(Stored items)
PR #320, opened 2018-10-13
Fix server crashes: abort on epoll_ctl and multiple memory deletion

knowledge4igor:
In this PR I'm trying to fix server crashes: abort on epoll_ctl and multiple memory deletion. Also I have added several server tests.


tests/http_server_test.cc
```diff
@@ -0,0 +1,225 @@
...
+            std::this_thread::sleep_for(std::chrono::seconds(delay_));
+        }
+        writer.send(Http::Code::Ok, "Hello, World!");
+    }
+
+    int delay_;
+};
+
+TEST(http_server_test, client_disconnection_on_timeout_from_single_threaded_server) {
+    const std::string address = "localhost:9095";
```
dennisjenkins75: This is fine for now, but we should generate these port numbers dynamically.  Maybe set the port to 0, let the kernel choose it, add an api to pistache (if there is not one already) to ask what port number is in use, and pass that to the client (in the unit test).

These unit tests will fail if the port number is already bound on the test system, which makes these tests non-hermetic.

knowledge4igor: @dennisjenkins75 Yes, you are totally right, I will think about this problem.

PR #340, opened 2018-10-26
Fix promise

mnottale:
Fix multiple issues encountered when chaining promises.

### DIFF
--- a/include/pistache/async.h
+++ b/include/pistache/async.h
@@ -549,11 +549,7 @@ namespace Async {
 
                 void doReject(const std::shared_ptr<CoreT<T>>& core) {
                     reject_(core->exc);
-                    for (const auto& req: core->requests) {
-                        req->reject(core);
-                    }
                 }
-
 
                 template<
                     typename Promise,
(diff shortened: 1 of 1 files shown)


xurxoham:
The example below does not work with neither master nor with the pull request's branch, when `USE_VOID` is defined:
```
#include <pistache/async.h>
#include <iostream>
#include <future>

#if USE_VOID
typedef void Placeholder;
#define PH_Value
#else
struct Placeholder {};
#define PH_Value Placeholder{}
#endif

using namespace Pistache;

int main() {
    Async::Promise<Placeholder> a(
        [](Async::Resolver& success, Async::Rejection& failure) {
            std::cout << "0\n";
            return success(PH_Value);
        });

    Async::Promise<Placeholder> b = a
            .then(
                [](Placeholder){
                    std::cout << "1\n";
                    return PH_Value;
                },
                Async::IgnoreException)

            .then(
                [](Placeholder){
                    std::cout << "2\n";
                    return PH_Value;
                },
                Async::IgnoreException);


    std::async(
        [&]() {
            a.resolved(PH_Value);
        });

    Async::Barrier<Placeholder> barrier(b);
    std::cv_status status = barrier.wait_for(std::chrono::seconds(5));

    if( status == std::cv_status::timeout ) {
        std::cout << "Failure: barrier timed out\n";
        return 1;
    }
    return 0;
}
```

* * *

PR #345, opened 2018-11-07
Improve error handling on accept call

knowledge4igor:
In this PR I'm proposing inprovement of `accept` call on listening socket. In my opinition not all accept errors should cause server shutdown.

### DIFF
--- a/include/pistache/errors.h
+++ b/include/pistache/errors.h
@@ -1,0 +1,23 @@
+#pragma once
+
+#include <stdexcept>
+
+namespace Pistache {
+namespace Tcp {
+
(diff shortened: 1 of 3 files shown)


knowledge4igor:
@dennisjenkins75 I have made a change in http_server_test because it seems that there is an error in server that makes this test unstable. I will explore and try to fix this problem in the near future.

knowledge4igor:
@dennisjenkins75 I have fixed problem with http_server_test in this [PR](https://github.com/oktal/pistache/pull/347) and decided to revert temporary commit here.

---

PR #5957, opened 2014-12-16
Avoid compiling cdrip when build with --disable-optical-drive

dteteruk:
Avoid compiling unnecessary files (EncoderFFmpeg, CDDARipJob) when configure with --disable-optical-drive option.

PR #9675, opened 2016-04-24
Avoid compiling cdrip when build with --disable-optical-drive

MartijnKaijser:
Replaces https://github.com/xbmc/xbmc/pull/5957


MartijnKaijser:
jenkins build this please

- _TASK REQUIREMENTS_: Look above for the line with "PR #320, opened 2018-10-13" and the line with "--- a/include/pistache/async.h". Write out those two lines and all the lines between them, exactly, and no others.

- _EXERCISE RESPONSE_:
PR #320, opened 2018-10-13
Fix server crashes: abort on epoll_ctl and multiple memory deletion

knowledge4igor:
In this PR I'm trying to fix server crashes: abort on epoll_ctl and multiple memory deletion. Also I have added several server tests.


tests/http_server_test.cc
```diff
@@ -0,0 +1,225 @@
...
+            std::this_thread::sleep_for(std::chrono::seconds(delay_));
+        }
+        writer.send(Http::Code::Ok, "Hello, World!");
+    }
+
+    int delay_;
+};
+
+TEST(http_server_test, client_disconnection_on_timeout_from_single_threaded_server) {
+    const std::string address = "localhost:9095";
```
dennisjenkins75: This is fine for now, but we should generate these port numbers dynamically.  Maybe set the port to 0, let the kernel choose it, add an api to pistache (if there is not one already) to ask what port number is in use, and pass that to the client (in the unit test).

These unit tests will fail if the port number is already bound on the test system, which makes these tests non-hermetic.

knowledge4igor: @dennisjenkins75 Yes, you are totally right, I will think about this problem.

PR #340, opened 2018-10-26
Fix promise

mnottale:
Fix multiple issues encountered when chaining promises.

### DIFF
--- a/include/pistache/async.h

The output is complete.